Republican governors across the country, I believe we’re up to 26 now, have decided to opt out of the additional unemployment payments coming from the federal government, the extra $300 per week, 26 Republican governors have said, thanks, but no thanks anymore. We would rather force our people to go back to work for poverty wages than let them continue to make more money by getting unemployment. Well, the joint economic committee in Congress this week decided to take a look at what that’s going to do to local communities. And it turns out they found that this is going to cost local economies, $12 billion over the next few months, by taking away the extra unemployment money and instead forcing these people to go back to work for poverty wages. So, instead of, as Republicans say, we’re going to boost the economy by forcing people back to work, the numbers, the data shows that this is actually going to hurt the economies.
This is a worst decision than letting people collect the extra unemployment because what’s going to happen, the report says, is these people are now going to go back to these jobs. They’re going to be making less money than they were on unemployment and therefore unable to pay as many bills as they were to support themselves. Buy, buy food for their families, enjoy three meals a day. Those are luxuries that are apparently going to be going away because Republican governors would rather tank their own economies then let poor people have a little extra money. Because of the end of the day that’s what this is really about. This is about working class Americans finally getting a, a tiny taste and not even a real taste, more, more like a sniff of what it’s like to be able to pay your bills for a little bit. To not have to scrape by, to not have to put off paying the power bill, or paying rent.
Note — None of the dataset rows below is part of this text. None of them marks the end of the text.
PR #4137, opened 2022-05-13
docs: add launcher description to run training code

gh-determined-ai:
## Description

Add 'launcher' overview to 'Run Training Code'. Still needs some cleanup but review can start.

## Checklist


gh-determined-ai:
@rb-determined-ai  I need to put a pointer to this 'launcher' description in the Core API docs. Where's the best place to put it? Launcher and endpoint are only mentioned in your Distributed Training section of Core API.

gh-determined-ai:
Let me know who else should review this.

docs/training-run/index.txt
```diff
@@ -4,106 +4,255 @@
...
+
+   entrypoint: python3 -m (LAUNCH_LAYER) (TRIAL_DEFINITION)
+
+or a custom script:
+
+.. code:: yaml
+
+   entrypoint: python3 script.py arg1 arg2
+
+Entrypoints for pre-configured launch layers may differ slightly in arguments, but have the same
```
rb-determined-ai, line 32: @gh-determined-ai I thought we were avoiding the phrase "launch layer", in favor of "launcher"?   This appears in several places in the doc

docs/training-run/index.txt
```diff
@@ -4,106 +4,255 @@
...
 
 ********************
  Pause and Activate
 ********************
 
-An important feature of Determined is the ability to have trials stop running and then start again
-later without losing any training progress. The scheduler might choose to stop running a trial to
-allow a trial from another experiment to run, but a user can also manually pause an experiment at
-any time, which causes all of its trials to stop.
+Trials can be stopped and restarted without losing training progress. The scheduler can stop running
```
rb-determined-ai, line 240: let's say "trials can be paused and reactivated" since we use pause/stop buttons in the webui, where pause is the button that lets you continue, and the word "restart" could imply "from the beginning".  Also "activate" is the word we use in the cli and the python sdk for making a paused train start training again.

docs/training-run/index.txt
```diff
@@ -4,106 +4,255 @@
...
+
+Entrypoint supports nesting multiple launch layers in a single script. This can be useful for tasks
+that need to be run before the training code starts, such as profiling tools (dlprof), custom memory
+management tools (numactl), or data preprocessing.
+
+Example:
+
+.. code:: bash
+
+   dlprof --mode=simple python3 -m determined.launch.autohorovod --trial model_def:MnistTrial
```
rb-determined-ai, line 173: question for perhaps @liamcli or @coreystatendet or @garrett361, since I have no idea and couldn't find the answer online... Will this command line work?  There will be several processes between the dlprof main process and the process that actually does training.  I'm concerned that dlprof isn't actually going to work with those extra processes (determined.launch.horovod and horovodrun).

Separately, the name is no longer `autohorovod` but just `horovod`

docs/training-run/index.txt
```diff
@@ -4,106 +4,255 @@
...
+
+Horovod Launcher
+================
+
+Format:
+
+``determined.launch.horovod [[HVD_OVERRIDES...] --] (--trial TRIAL)|(SCRIPT...)``
+
+The module accepts arguments to be passed directly to the Horovod launcher called under-the-hood,
+horovodrun, which overrides automatically set values. See the official Horovod documentation for
```
rb-determined-ai, line 90: link to official horovodrun docs

docs/training-run/index.txt
```diff
@@ -4,106 +4,255 @@
...
+with arguments passed as expected.
+
+Horovod Launcher
+================
+
+Format:
+
+``determined.launch.horovod [[HVD_OVERRIDES...] --] (--trial TRIAL)|(SCRIPT...)``
+
+The module accepts arguments to be passed directly to the Horovod launcher called under-the-hood,
```
rb-determined-ai, line 89: > The module accepts arguments to be passed directly to the Horovod launcher called under-the-hood, horovodrun, 

Awkward phrasing.  How about:

```
The horovod launcher is a wrapper around 
`horovodrun <https://horovod.readthedocs.io/en/stable/summary_include.html#running-horovod>`_ 
which automatically configures the workers for the trial. You can pass arguments directly to 
``horovodrun`` (overriding any values set by Determined) as ``HVD_OVERRIDES``, which must 
end with a ``--`` to separate the overrides from the normal args.
```

docs/training-run/index.txt
```diff
@@ -4,106 +4,255 @@
...
+
+where filepath is the location of your training class file, and ClassName is the name of the Python
+training class
+
+Custom Script
+-------------
+
+.. code:: bash
+
+   script.py [args...]
```
rb-determined-ai, line 77: the `.py` seems to imply that custom scripts must be written in python, which is not strictly necessary.

docs/training-run/index.txt
```diff
@@ -4,106 +4,255 @@
  Run Training Code
 ###################
 
-In this document, we will cover how to run your training code. You can submit your code to a cluster
-and run them as experiments. We will go over the whole cycle of it.
+This section covers how to run training code by submitting your code to a cluster and running it as
+an experiment.
```
rb-determined-ai, line 8: I think we're missing a preamble that explains the doc at the very highest level.  I think that preamble should explain:
- your `entrypoint` is either the legacy bare-Trial-class form, or it's a command with args that we run in the container (that's so simple!).
- For distributed training, it's often wise to separate a "launcher" that kicks off some number of distributed workers from your training script (which is typically run on each worker).
- You can write your own custom launcher, or use one of our predefined launchers.

docs/training-run/index.txt
```diff
@@ -4,106 +4,255 @@
...
+training code. A set of default container images applicable to many deep learning tasks is provided,
+but you can also specify a :ref:`custom image <custom-docker-images>`. If the specified container
+images do not exist locally, the trial container fetches the images from the registry.
 
-After starting the containers, each trial runs the ``startup-hook.sh`` that exists in the context
+After starting the containers, each trial runs the ``startup-hook.sh`` script in the context
 directory.
 
-However, this whole process might take very long before each trial starts training.
+The pre-training activity can take a long time before each trial begins training.
```
rb-determined-ai, line 222: To make sure we don't look too bad, we should point out that in the ideal case this process only takes a couple seconds

docs/training-run/index.txt
```diff
@@ -4,106 +4,255 @@
...
 
 ****************
  Start Training
 ****************
```
rb-determined-ai, line 226: scrap this section; it reflects the pre-0.17.0 architecture where the master dictated how training went.

docs/training-run/index.txt
```diff
@@ -4,106 +4,255 @@
...
  Pause and Activate
 ********************
 
-An important feature of Determined is the ability to have trials stop running and then start again
-later without losing any training progress. The scheduler might choose to stop running a trial to
-allow a trial from another experiment to run, but a user can also manually pause an experiment at
-any time, which causes all of its trials to stop.
+Trials can be stopped and restarted without losing training progress. The scheduler can stop running
+a trial to allow a trial from another experiment to run, but you can also manually pause, or
+*checkpoint*, an experiment at any time, which causes all of its trials to stop. After a trial is
```
rb-determined-ai, line 242: > you can also manually pause, or *checkpoint*,

pause != checkpoint, so this appositive is inaccurate.  It's true that pausing a Trial-based training results in a checkpoint before training actually stops, but it's also true that the majority of checkpoints are automatic and have nothing to do with pausing.

docs/training-run/index.txt
```diff
@@ -4,106 +4,255 @@
...
+set to stop, it takes a checkpoint at the next available opportunity, such as after the current
+workload completes, and stops running. This frees the slots used by the trial. When the trial
+resumes running, because more slots become available in the cluster or when you activate the
+experiment, it loads the saved checkpoint, continuing training from the saved state.
+
+***************
+ Best Practice
+***************
```
rb-determined-ai, line 250: local test mode only works with the legacy bare-trial-class entrypoint mechanism.  The new equivalent would be to just run your training script directly, but the ergonomics of running a core-api script off-cluster are not really worked out yet.

Not sure the best way to proceed from a docs perspective, but the strategy described here is on its way to being obsolete.

docs/training-run/index.txt
gh-determined-ai: Yep. Will fix.

docs/training-run/index.txt
```diff
@@ -4,106 +4,255 @@
...
+format:
+
+.. code:: yaml
+
+   filepath:ClassName
+
+where filepath is the location of your training class file, and ClassName is the name of the Python
+training class
+
+Custom Script
```
rb-determined-ai, line 72: Since a user can submit a bare script without a launcher, I'm not sure quite where this comment belongs.

But if a dtrain user writes their own launcher, it needs to have the following properties:

- Launch all desired workers, passing any required peer info (like rank or chief ip address) to each worker
- Monitor workers.  If any worker exits nonzero, the launcher should kill the remaining workers and exit nonzero.
- Exit nonzero after all workers exit nonzero

Those requirements ensure that distributed training jobs don't hang after a single worker failure.

rb-determined-ai: edit to add that a custom launcher SHOULD wrap each rank worker in the 
```
python3 -m determined.launch.wrap_rank $RANK CMD [ARGS...]
```
script, so that in the webui the final logs can be separated according to rank.  This is also described in the Core API distributed training example.

docs/training-run/index.txt
azhou-determined: @rb-determined-ai i've tested dlprof for pytorch before. it depends on the level of profiling you want to do. `dlprof --mode=simple` works as a launcher for broad GPU usage metrics. for something more granular (ie --mode=pytorch), you need to implement some hooks in the pytorch training code to tell dlprof where the markers are. but this is just an example of a launch layer, so i think that level of detail belongs elsewhere

docs/training-run/index.txt
```diff
@@ -4,106 +4,255 @@
...
-definition. The ``.detignore`` file uses the same syntax as `.gitignore
-<https://git-scm.com/docs/gitignore>`__. Note that byte-compiled Python files (e.g., ``.pyc`` files
-or ``__pycache__`` directories) are always ignored.
+DeepSpeed Launcher
+==================
 
-Local Test Mode
+Format:
+
+``determined.launch.deepspeed [[DEEPSPEED_ARGS...] --] (--trial TRIAL)|(SCRIPT...)``
```
azhou-determined, line 124: i believe deepspeed doesn't support additional override args (right @liamcli ?) so maybe we should remove this

docs/training-run/index.txt
azhou-determined: yeah, i wasn't quite sure where this belonged either. there's two levels of "custom" in the context of entrypoint: custom launcher, and custom script. perhaps this belongs in the entrypoint doc

azhou-determined:
i think the only minor change left is the deepspeed override args, we don't support those. otherwise, looks good.

docs/training-run/index.txt
gh-determined-ai: Not resolved. Please, review where I put it in the latest doc update.

docs/training-run/index.txt
gh-determined-ai: Not resolved.

docs/training-run/index.txt
gh-determined-ai: Left it as-is.

docs/training-run/index.txt
```diff
@@ -4,106 +4,255 @@
...
+Horovod Launcher
+================
+
+Format:
+
+``determined.launch.horovod [[HVD_OVERRIDES...] --] (--trial TRIAL)|(SCRIPT...)``
+
+The module accepts arguments to be passed directly to the Horovod launcher called under-the-hood,
+horovodrun, which overrides automatically set values. See the official Horovod documentation for
+more information about the horovodrun launcher. The optional override arguments must end with a
```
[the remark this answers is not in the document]
gh-determined-ai: Done

docs/training-run/index.txt
gh-determined-ai: Generalized it, leaving this as an example.

docs/training-run/index.txt
gh-determined-ai: Done

docs/training-run/index.txt
gh-determined-ai: Done

docs/training-run/index.txt
gh-determined-ai: Fixed

docs/training-run/index.txt
gh-determined-ai: Removed section.

gh-determined-ai:
@rb-determined-ai @azhou-determined  Please review again and let's find a solution for the unresolved items. If "custom launcher" and "custom script" are still unclear/ambiguous in this doc, that's an issue that needs to be cleared up in this doc.

docs/training-run/index.txt
```diff
@@ -4,106 +4,259 @@
...
+********************
+ Pause and Activate
+********************
 
-Checkpointing is essential to this ability. After a trial is set to be stopped, it takes a
-checkpoint at the next available opportunity (i.e., once its current workload finishes running) and
-then stops running, freeing up the slots it was using. When it resumes running, either because more
-slots become available in the cluster or because a user activates the experiment, it loads the saved
-checkpoint, allowing it to continue training from the same state it had before.
+Trials can be paused and reactivated without losing training progress. The scheduler can stop
```
rb-determined-ai, line 256: The scheduler can ~stop running a trial to allow a trial from another experiment to run~ pause a running trial to free its resources for another task ...

rb-determined-ai, line 256: Trials can be paused and reactivated without losing training progress.  Pausing trials preserve their progress by saving a checkpoint before exiting the cluster.

-----
This is a more natural point to explain that pausing entails a checkpoint operation than later in the text

docs/training-run/index.txt
```diff
@@ -4,106 +4,259 @@
...
+running a trial to allow a trial from another experiment to run, but you can also manually pause an
+experiment at any time, which causes all of its trials to stop. After a trial is set to stop, it
+takes a checkpoint at the next available opportunity, such as after the current workload completes,
+and stops running. This frees the slots used by the trial. When the trial resumes running, because
```
rb-determined-ai, line 260: running a trial to allow a trial from another experiment to run, but you can also manually pause an
experiment at any time, ~which causes all of its trials to stop. After a trial is set to stop, it
takes a checkpoint at the next available opportunity, such as after the current workload completes,
and stops running.~ which pauses all trials in the experiment.

docs/training-run/index.txt
```diff
@@ -4,106 +4,259 @@
...
+more slots become available in the cluster or when you activate the experiment, it loads the saved
```
rb-determined-ai, line 261: ~activate~ reactivate

docs/training-run/index.txt
rb-determined-ai: I think it's good where it's at.

docs/training-run/index.txt
gh-determined-ai: Done

docs/training-run/index.txt
gh-determined-ai: Done

docs/training-run/index.txt
gh-determined-ai: Done

gh-determined-ai:
@azhou-determined  Around line 159, "See the official DeepSpeed documentation ..." do you mean our DeepSpeed API doc or the DeepSpeed, itself, doc. If DS, itself, which of the 2 docs entry points:
[https://www.deepspeed.ai/getting-started/#writing-deepspeed-models/](https://www.deepspeed.ai/getting-started/#writing-deepspeed-models/)
or
[https://deepspeed.readthedocs.io/en/latest/](https://deepspeed.readthedocs.io/en/latest/)
?

gh-determined-ai:
@rb-determined-ai  I still think we need to mention the launchers or provide a link to this in the Core API doc.

docs/training-run/index.txt
gh-determined-ai: Done

docs/training-run/index.txt
```diff
@@ -4,106 +4,269 @@
...
+images do not exist locally, the trial container fetches the images from the registry.
+
+After starting the containers, each trial runs the ``startup-hook.sh`` script in the context
+directory.
 
-#. train the model for a few batches on the training dataset;
-#. checkpoint the states of the model and other objects;
-#. validate the model on the validation dataset.
+The pre-training activity can incur a delay before each trial begins training but typically only
+takes a few seconds.
```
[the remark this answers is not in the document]
rb-determined-ai: there was some discussion on this point before.  An earlier version said something like, "this might take several minutes" and I was like, "don't make us look bad, when often it only takes a couple seconds".

I personally think any step which might take multiple minutes of waiting is worth documenting why it takes that long, but also worth mentioning that it can be nearly instantaneous under the right conditions (aka cloud spinup delays are not our fault).

docs/training-run/index.txt
```diff
@@ -4,106 +4,269 @@
...
+
+For distributed training, it is good practice to separate the launcher that starts a number of
+distributed workers from your training script, which typically runs each worker. The distributed
+training launcher must implement the following logic:
+
+-  Launch all of the workers you want, passing any required peer info, such as rank or chief ip
+   address, to each worker.
+-  Monitor workers. If a worker exits with non-zero, the launcher should terminate the remaining
+   workers and exit with non-zero.
+-  Exit non-zero after all workers exit non-zero.
```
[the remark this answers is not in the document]
rb-determined-ai: Yes, I agree.  This was originally my typo.

docs/training-run/index.txt
```diff
@@ -4,106 +4,269 @@
...
+an experiment.
+
+You run an experiment by providing a *launcher* and specify the launcher in the experiment
+configuration ``endpoint`` field. Launcher options are:
+
+-  a legacy bare-Trial-class
+
+-  a command with arguments that is run in the container
+
+   You can write a custom launcher or use one of the Determined predefined launchers.
```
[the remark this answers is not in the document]
rb-determined-ai: > but from reading this, I might think that it's normal to do so.

yeah, I agree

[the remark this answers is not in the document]
gh-determined-ai: done

docs/training-run/index.txt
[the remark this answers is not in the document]
gh-determined-ai: done

docs/training-run/index.txt
```diff
@@ -4,106 +4,269 @@
...
+
+   entrypoint: python3 -m (LAUNCHER) (TRIAL_DEFINITION)
+
+or a custom script:
+
+.. code:: yaml
+
+   entrypoint: python3 script.py arg1 arg2
+
+Entry points for pre-configured launcher may differ slightly in arguments, but have the same format:
```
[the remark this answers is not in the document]
gh-determined-ai: Many more errors in addition to typo. Fixed.

docs/training-run/index.txt
```diff
@@ -4,106 +4,269 @@
...
+
+To specify a trial class to be trained, the launcher accepts a TRIAL argument in the following
+format:
+
+.. code:: yaml
+
+   filepath:ClassName
+
+where filepath is the location of your training class file, and ClassName is the name of the Python
+training class
```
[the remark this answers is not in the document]
gh-determined-ai: I think at the start of this section we'll just say refer to the `endpoint` reference in the Experiment Config doc, which itself might need some improvement.

docs/training-run/index.txt
```diff
@@ -4,106 +4,269 @@
...
+   dlprof --mode=simple python3 -m determined.launch.autohorovod --trial model_def:MnistTrial
 
-Our library automatically communicates with the master to get what needs to run and report back the
-results. It might:
+**********************
+ Create an Experiment
+**********************
+
+Currently, the CLI is the only supported mechanism for creating an experiment, although, you can
+create an experiment from an existing experiment or trial using the WebUI. To create an experiment:
```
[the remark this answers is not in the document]
gh-determined-ai: @azhou-determined Can you confirm that the API should be called out here?

docs/training-run/index.txt
```diff
@@ -4,106 +4,269 @@
...
+Byte-compiled Python files, including ``.pyc`` files and ``__pycache__`` directories, are always
+ignored.
+
+********************
+ Pre-training Setup
+********************
+
+Trials are created to train the model. The :ref:`Hyperparameter Tuning <hyperparameter-tuning>`
+searcher specified in the experiment configuration file defines a set of hyperparameter
+configurations. Each set corresponds to a single trial.
```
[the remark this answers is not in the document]
gh-determined-ai: done

docs/training-run/index.txt
```diff
@@ -4,106 +4,269 @@
...
+
+After the context and experiment configuration reach the master, the experiment waits for the
+scheduler to assign slots. If there are insufficient idle slots available, the master automatically
+scales up the resource pools.
```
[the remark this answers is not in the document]
gh-determined-ai: @azhou-determined  Please, confirm what you want here.

docs/training-run/index.txt
```diff
@@ -4,106 +4,269 @@
...
+
+When a trial is ready to run, the master communicates with the agent, or :ref:`distributed training
+<multi-gpu-training>` agents, which create(s) containers that have the configured environment and
+training code. A set of default container images applicable to many deep learning tasks is provided,
+but you can also specify a :ref:`custom image <custom-docker-images>`. If the specified container
+images do not exist locally, the trial container fetches the images from the registry.
```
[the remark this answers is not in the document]
gh-determined-ai: done

docs/training-run/index.txt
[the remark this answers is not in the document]
gh-determined-ai: Sounds good as is, and the user will not be surprised if it does take long.

docs/training-run/index.txt
```diff
@@ -4,106 +4,269 @@
...
 
-To start training, we load and run the entrypoint, which is the user-defined Python class and
-specified in the experiment configuration.
+.. code:: bash
 
-The user-provided class must be a subclass of a trial class included in Determined. Each trial class
-is designed to support one deep learning application framework. While training or validating models,
-the trial may need to load data from an external source therefore the training code needs to define
-data loaders.
+   dlprof --mode=simple python3 -m determined.launch.autohorovod --trial model_def:MnistTrial
```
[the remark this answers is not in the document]
azhou-determined: it's a bit of both a feature of determined and dependent on the script. this refers to what the determined.launch layers support, and i think the example mainly just points out this as a possibility. maybe "launch layers support" would be a better wording?

docs/training-run/index.txt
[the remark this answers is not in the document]
azhou-determined: i'm not sure what the future of `determined.experimental.client` is. do we intend to keep first-class support for that client? @rb-determined-ai 
maybe a better wording here is `the CLI is the recommended way to create an experiment`

docs/training-run/index.txt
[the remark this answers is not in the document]
azhou-determined: Maybe something like: "The master handles allocating necessary resources as defined in the cluster configuration."

azhou-determined:
don't see an approve option on this PR for some reason, but approved 👍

Millions of people got a taste of what that was like. And Republicans are taking it away. Not because it’s economically the best decision. We know now it’s not, it’s going to cost you $12 billion. But because they want their corporate donors to get their, their little workers back and they’re going to keep paying them the below poverty wages. They’re going to struggle to make ends meet. But those massive corporations are going to be doing just fine. And they’re going to keep making enough money to keep funding these Republican politicians who are going to in turn, keep pushing policies that keep these workers in poverty. That’s the cycle. When we say systemic poverty, this is what we’re talking about. This is the cycle. You force these people to go work for slave wages, the corporations make all the money. The corporations then pay off the politicians.
The politicians then don’t do anything, such as raising the minimum wage, so that Corporations can keep a little bit more money in their pocket. Even though these same corporations have already admitted that if we raise the minimum wage, they actually make more money. So yes, it’s systemic. It’s also idiotic because none of it makes any sense. It’s all counterintuitive. It’s all, everybody working against their own best interest and I, for the life of me, can’t understand it. But I’m assuming some MBA holding shareholder somewhere has a much smarter brain than I have. And they’re the ones who say that, even though we’re better off if we raise the wages, let’s keep doing what we’re doing because I’ve got a fancy Ivy league degree, even though all the data is proving me wrong.